* TASK INPUT *
○ ○ ○ ○
PR #3302, opened 2018-11-19
Update API schema

maarcingebala:
Recent changes in files structure must have affected the order of queries in mutations and it seems that schema wasn't updated. Ultimately I would consider if with the current files structure we can keep the schema alphabetically sorted.

### Pull Request Checklist

### DIFF
--- a/saleor/graphql/schema.graphql
+++ b/saleor/graphql/schema.graphql
@@ -833,6 +833,17 @@ type MoneyRange {
 }
 
 type Mutations {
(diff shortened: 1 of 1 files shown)


patrys:
Have you tried rebuilding the TS type definitions? Are there no changes required?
○ ○ ○ ○
* REQUIRED ACTION *
Your answer must be the number of lines above that contain the word "saleor", stated alone.

* ANSWER BOX *
2